Or Twitter could allow content creators could charge a subscription fee to be
followed. Creators could allow their tweets to become public after a
configurable number of hours so non-subcribers could see what they're missing.

------
nyxxie
I don't see a problem with people who aggregate content for money. They're
providing a valuable service sifting through the vast sea of potentially
interesting content and presenting it in a manner that is efficient and
entertaining to consume. The information itself is not valuable, _being shown
that information in an efficient and timely manner_ is valuable. If you've
posted your ideas or works freely on a platform that does not restrict access
to it (Twitter, Reddit, HN, etc), then it is not a scarce resource and simply
does not have value that can be stolen from you. Aggregators are giving it
value by making it visible to their audience.

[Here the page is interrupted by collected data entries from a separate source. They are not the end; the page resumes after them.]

PR #101, opened 2020-04-03
LetterAvatar: Using HTML + CSS to generate it #774

aripddev:


aripddev:
used style inside div and span to generate letter avatar and removed .css and .js files

melloware:
Looks like you have some conflicts.

Also can you look at this ticket: https://github.com/primefaces-extensions/primefaces-extensions.github.com/issues/695

Three is a reproducer ZIP file in that ticket please make sure that still works.  That is why I had to add the widget JS to Letter Avatar.

aripddev:
@melloware I have checked the ticket, there is no problem in datable, works well with PF 8.0 and PFE 8.0.1-SNAPSHOT.
Do I need to keep the .js file because of conflict?

aripddev:
@melloware One more thing. How can I adjust text color depending on background color? Currently it is white and it can be changed by user which is not proper for some backgrounds. For example white text color is not good for yellow background? Do we make it dynamic depends on background color as @jepsar suggested hash+hue algorithm before?

melloware:
with pure CSS not sure you can adjust per the background color.  Maybe @jepsar knows a way?  

I am not sure what it's saying the conflict is but until you resolve it it won't let me merge this PR?

melloware:
I am going to merge this PR if its OK with you. If you figure out how to contrast the background color you can always submit a future PR.

src/main/java/org/primefaces/extensions/component/letteravatar/LetterAvatar.java
```diff
@@ -53,8 +51,8 @@
         styleClass,
         value,
         rounded,
-        width,
-        height;
+        size,
+        color;
```
jepsar, line 55: Wouldn't it be better to call this `textColor`?

src/main/java/org/primefaces/extensions/component/letteravatar/LetterAvatarRenderer.java
```diff
@@ -43,23 +47,43 @@ public void encodeEnd(final FacesContext context, final UIComponent component) t
...
+//                .collect(Collectors.joining(""));
+//              or .toArray(String[]::new);
+        initials = initials.length() == 1 ? initials : initials.charAt(0) + initials.substring(initials.length() - 1);
+
         final Boolean rounded = letterAvatar.isRounded();
 
         final String clientId = letterAvatar.getClientId(context);
-        final String style = letterAvatar.getStyle();
+
+        String backgroundColor = "hsl(" + hue(value) + ", 100%, 50%)";
```
jepsar, line 79: If you would allow the user to set the saturation and lightness, that would solve the possible conflict with the text color.

src/main/java/org/primefaces/extensions/component/letteravatar/LetterAvatarRenderer.java
```diff
@@ -71,18 +95,56 @@ public void encodeMarkup(FacesContext context, LetterAvatar letterAvatar) throws
...
+        int result = 0;
+        for (int i = 0; i < str.length(); i++) {
+            result = ((result << 5) - result) + str.charAt(i);
+            result |= 0;
+        }
+        return result;
+    }
+
+    private int hue(String str) {
+        return Math.abs(hash(str) % 360);
```
jepsar, line 119: Don't we need some modulo here to prevent colors that are too close to other colors?

src/main/java/org/primefaces/extensions/component/letteravatar/LetterAvatarRenderer.java
```diff
@@ -71,18 +95,56 @@ public void encodeMarkup(FacesContext context, LetterAvatar letterAvatar) throws
...
+        Map<String, String> map = new LinkedHashMap<>();
+        map.put("color", color);
+        map.put("background-color", backgroundColor);
+        if (rounded) {
+            map.put("border-radius", "50%");
+        }
+        map.put("height", size);
+        map.put("text-align", "center");
+        map.put("width", size);
+        return map.entrySet()
```
jepsar, line 132: This could be DRYed by adding a method

src/main/java/org/primefaces/extensions/component/letteravatar/LetterAvatarRenderer.java
aripdcem: I tried to convert your algorithm from javascript to java :) is it wrong?

jepsar: I'm not saying it is wrong. I'm suggesting an improvement.

src/main/java/org/primefaces/extensions/component/letteravatar/LetterAvatarRenderer.java
melloware: @jepsar its all checked into master now if you want to make any tweaks!

jepsar: Alright. I'll have a look.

This all feels analogous to someone telling a joke to their friends. One of
the friends taking the joke and claiming it as their own is a dick move, but
we all accept that the joke was freely given away and that the other friends
aught to be able to retell it without being forced to credit the original
author every time they retell it (or pay them if they make money telling it at
some point). It's an idea; once you freely enter it into the public sphere you
don't and shouldn't have control or ownership anymore; it belongs to society.

------
pxtail
Do you know why "thread compiler apps" exist and have userbase? Because your
50-part "story/article" on twitter is unreadable waste of time for some people
and they invented solution for this problem.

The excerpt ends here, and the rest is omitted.